The full evolved file is saved alongside the others; the probe block above is the increment this chapter adds. Apply and watch the conditions move:

# from the repo root (full-guide/)
kubectl apply -f examples/bookstore/raw-manifests/02-catalog-pod-sidecar.yaml
kubectl get pod catalog -w        # READY 0/2 → 2/2 once startup+readiness pass
kubectl describe pod catalog | sed -n '/Conditions:/,/Events:/p'

2. Watch readiness gate traffic (without restarting)

/readyz returns 200 here because no DB_DSN/REDIS_ADDR is set (the app serves sample data and reports ready). Probe behavior is observable in events:

kubectl get pod catalog \
  -o jsonpath='{range .status.conditions[*]}{.type}={.status}{"\n"}{end}'
#   Ready=True / ContainersReady=True  ← set by the readiness probe
kubectl describe pod catalog | grep -A2 -i 'startup\|liveness\|readiness' | head

When the DB is added in Part 03, /readyz will flip to 503 until Postgres is reachable — the Pod will run but receive no traffic, exactly the readiness contract, with no restart.

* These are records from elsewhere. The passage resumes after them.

PR #909, opened 2022-08-25
Adapt to simulator API change

microbit-matt-hillsdon:
The state now contains some entries that aren't sensors and has changed shape to an object with a property per entry.
Top-level state entries are always updated as a whole.
The messages have changed to reflect this model.


src/device/simulator.ts
```diff
@@ -114,9 +190,25 @@ export class SimulatorDeviceConnection
     });
   }
 
-  sensorWrite = async (id: string, value: number): Promise<void> => {
-    this.postMessage("sensor_set", {
-      sensor: id,
+  setSimulatorValue = async (
+    id: string,
```
microbit-matt-hillsdon, line 194: This can probably be SensorStateKey now. Nothing tracks the sensor types but not sure that's worth it.

src/simulator/AccelerometerModule.tsx
```diff
@@ -2,42 +2,61 @@ import { HStack, IconButton, Select, Stack, Text } from "@chakra-ui/react";
...
+  SimulatorState,
+} from "../device/simulator";
 import RangeSensor from "./RangeSensor";
 
 interface AccelerometerModuleProps {
   icon: ReactNode;
-  sensors: Record<string, Sensor>;
-  onSensorChange: (id: string, value: any) => void;
+  state: SimulatorState;
+  onValueChange: (id: string, value: any) => void;
```
microbit-matt-hillsdon, line 15: Simularly, the type of onValueChange's id parameter can change.

src/simulator/Simulator.tsx
```diff
@@ -90,7 +90,7 @@ const Simulator = ({
                 ref={ref}
                 as="iframe"
                 // This needs changing before we remove the flag.
-                src={`https://stage-python-simulator.microbit.org/simulator.html?color=${encodeURIComponent(
+                src={`https://review-python-simulator.microbit.org/api-change/simulator.html?color=${encodeURIComponent(
```
microbit-matt-hillsdon, line 93:
```suggestion
                src={`https://stage-python-simulator.microbit.org/simulator.html?color=${encodeURIComponent(
```

microbit-matt-hillsdon: This needs to revert back before merge. Leaving for a last check.

microbit-matt-hillsdon: All looks good. Reverting this (which will break the preview).

PR #924, opened 2022-09-01
[Simulator] Add missed compass module UI strings.

microbit-robert:


microbit-matt-hillsdon:
Code change looks good. As discussed Rob will do a a final sweep for sim strings today.
Will wait until it builds to check link then approve.

microbit-matt-hillsdon (approved):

3. Observe graceful termination

# In one terminal, watch the app's own logs (it logs the SIGTERM + drain):
kubectl logs -f catalog -c catalog &
# Delete with the default grace period and time it:
time kubectl delete pod catalog
#   logs show: "shutdown signal received" "signal":"terminated"
#              → "shutdown complete"  (graceful HTTP drain, app exited 0)
#   deletion takes ~preStop(5s)+drain, well under the 30s grace cap

Compare with a forced kill to see the difference:

kubectl apply -f examples/bookstore/raw-manifests/02-catalog-pod-sidecar.yaml
kubectl delete pod catalog --grace-period=0 --force   # SIGKILL immediately
#   NO "shutdown complete" line — in-flight requests would have been dropped.
#   (Never use --force in production except for truly stuck Pods.)
kubectl apply -f examples/bookstore/raw-manifests/02-catalog-pod-sidecar.yaml  # restore

Probe handlers and every parameter

A probe is handler + schedule. Four handlers:

Handler Succeeds when Use for
httpGet HTTP status 200–399 to path:port HTTP servers (catalog uses this)
tcpSocket TCP connect to port succeeds non-HTTP TCP (e.g. a DB port)
exec a command in the container exits 0 CLI healthcheck; no HTTP server
grpc the gRPC health service returns SERVING (GA 1.27+) gRPC services

Schedule/tuning fields (apply to all three probe kinds):

Field Meaning Note
initialDelaySeconds wait after container start before first probe prefer a startupProbe over a large value here
periodSeconds seconds between probes (default 10) tighter = faster detection, more load
timeoutSeconds per-probe timeout (default 1) raise for slow handlers; too low = false failures
failureThreshold consecutive failures before acting (default 3) liveness: kill; readiness: deendpoint
successThreshold consecutive successes to be "passing" (default 1) must be 1 for liveness & startup
terminationGracePeriodSeconds (probe-level) override Pod grace for a liveness-triggered kill optional, per-probe

The three probe kinds use the same fields but mean different things:

  • startupProbe runs first; until it succeeds once, livenessProbe and readinessProbe do not run. Effective max boot time = failureThreshold × periodSeconds. Use it instead of a big initialDelaySeconds so a post-boot hang is still caught quickly.
  • livenessProbe failure ⇒ kubelet kills the container; restartPolicy decides if it comes back. Too aggressive a liveness probe is a classic outage cause (a slow dependency makes every replica fail liveness and restart-loop simultaneously). Liveness should test only the process itself, never downstream dependencies.
  • readinessProbe failure ⇒ Pod removed from all Service EndpointSlices; it keeps running and is re-added on success. This is the only probe that may legitimately check dependencies (DB/cache reachable), and is how rolling updates (ch.04) avoid sending traffic to not-yet-ready new Pods.

Lifecycle hooks

lifecycle.postStart and lifecycle.preStop (each exec, httpGet, or sleep):

  • postStart runs immediately after the container is created, not ordered against the entrypoint (they race). It must finish before the container is considered Running/started; a failing postStart kills the container. Rarely needed (use init/native-sidecar containers for setup) — but useful for registering with an external system.
  • preStop runs before SIGTERM is sent and blocks it until the hook returns (bounded by the grace period). The canonical use is a short delay (here sleep: { seconds: 5 }) to bridge the race between "Pod marked terminating" and "kube-proxy on every node actually stops sending it traffic": you want endpoint removal to propagate before the app stops accepting connections, otherwise some requests hit a closing socket. (A sleep preStop is the standard, slightly blunt, fix; a mesh/handler that waits for connection drain is the precise one.)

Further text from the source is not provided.